**Task instructions:**
In this data, count the lines in which "Drain" appears and give only that number.

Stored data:
· · · · · · ·

PR #695, opened 2026-04-22
Move response-head commit inside process()

nikrooz:
## Problem
  `RestateResponse` exposed `statusCode` / `headers` as eager fields fixed at
  `handle()` time. That prevented adding routes whose response head depends on
  parsing the request body.

 ## Change
  `process()` now receives a `writeHead(statusCode, headers)` callback and
  commits the head at a point of its choosing. A safety layer in
  `RestateHandler.handle()` guarantees `writeHead` is called exactly once,
  emits a 500 fallback on pre-commit failures, and closes the output stream
  on every path. Adapters become pure transport glue; `/invoke`'s streaming
  flow is unchanged.

### DIFF
--- a/packages/libs/restate-sdk/src/endpoint/handlers/utils.ts
+++ b/packages/libs/restate-sdk/src/endpoint/handlers/utils.ts
@@ -12,6 +12,7 @@ import type {
 import { createLogger, Logger } from "../../logging/logger.js";
 import { parseUrlComponents } from "../components.js";
 import { X_RESTATE_SERVER } from "../../user_agent.js";
+import { CompletablePromise } from "../../utils/completable_promise.js";
 
 export function tryCreateContextualLogger(
   loggerTransport: LoggerTransport,
@@ -71,15 +72,13 @@ export function simpleResponse(
   body: Uint8Array
 ): RestateResponse {
   return {
-    headers,
-    statusCode,
-    async process({ inputReader, outputWriter }): Promise<void> {
-      if (inputReader !== undefined) {
-        // Drain the input stream
-        while (true) {
-          const { done } = await inputReader.next();
-          if (done) break;
-        }
+    async process({ inputReader, outputWriter, writeHead }): Promise<void> {
+      writeHead(statusCode, headers);
+
+      // Drain the input stream
+      while (true) {
+        const { done } = await inputReader.next();
+        if (done) break;
       }
 
       await outputWriter.write(body);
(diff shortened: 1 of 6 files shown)


packages/libs/restate-sdk/src/endpoint/handlers/utils.ts
```diff
@@ -92,3 +91,27 @@ export function simpleResponse(
...
+ * commit from outside the `process()` call.
+ *
+ * `writeHead` is expected to be called exactly once — enforced by the
+ * safety layer in {@link RestateHandler.handle}, so there is no guard here.
+ */
+export function captureHead(): {
+  writeHead: (statusCode: number, headers: ResponseHeaders) => void;
+  head: Promise<{ statusCode: number; headers: ResponseHeaders }>;
+} {
+  const ready = new CompletablePromise<{
```
slinkydeveloper: absolute side note, i wonder when we can get rid of this and use Promise.withResolvers()

slinkydeveloper (approved):
as discussed offline, let's remove the safety net if we don't need it. except that, lgtm

packages/libs/restate-sdk/src/endpoint/handlers/utils.ts
nikrooz: done

nikrooz:
>as discussed offline, let's remove the safety net if we don't need it. except that, lgtm

@slinkydeveloper done

packages/libs/restate-sdk/src/endpoint/node_endpoint.ts
```diff
@@ -176,29 +180,37 @@ function nodeHandlerImpl(
...
 
     // Abort controller used to cleanup resources at the end of this stream lifecycle
     const abortController = new AbortController();
     httpRequest.on("close", () => {
       abortController.abort();
     });
 
+    const writeHead = (statusCode: number, headers: ResponseHeaders): void => {
+      res.writeHead(statusCode, headers);
+    };
```
slinkydeveloper: js noob question here: isn't it better here to do `res.writeHead.bind(res)` to avoid capturing less stuff?

slinkydeveloper (approved):
just a lil question, otherwise let's goooo

packages/libs/restate-sdk/src/endpoint/node_endpoint.ts
nikrooz: yes, much cleaner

· · · · · · ·

**Worked solution:**
2